- _WORK TASK_
Each record below should be written out again exactly as given.

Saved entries
*****

PR #1107, opened 2016-07-15
RTS-1149: Add security tests for querying data

javajolt:
We already have a substantial test suite for testing PB security with TS.  Only a few additional cases were needed.

Also renamed the existing test suite to be `ts_simple_pb_security_SUITE` and added all the same tests to HTTP as `ts_simple_http_security_SUITE`.  It looks like HTTP still has issues with security since we've not yet added support which means this suite currently mostly fails.

### DIFF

*****

- _EXERCISE SOLUTION_
PR #1107, opened 2016-07-15
RTS-1149: Add security tests for querying data

javajolt:
We already have a substantial test suite for testing PB security with TS.  Only a few additional cases were needed.

Also renamed the existing test suite to be `ts_simple_pb_security_SUITE` and added all the same tests to HTTP as `ts_simple_http_security_SUITE`.  It looks like HTTP still has issues with security since we've not yet added support which means this suite currently mostly fails.

### DIFF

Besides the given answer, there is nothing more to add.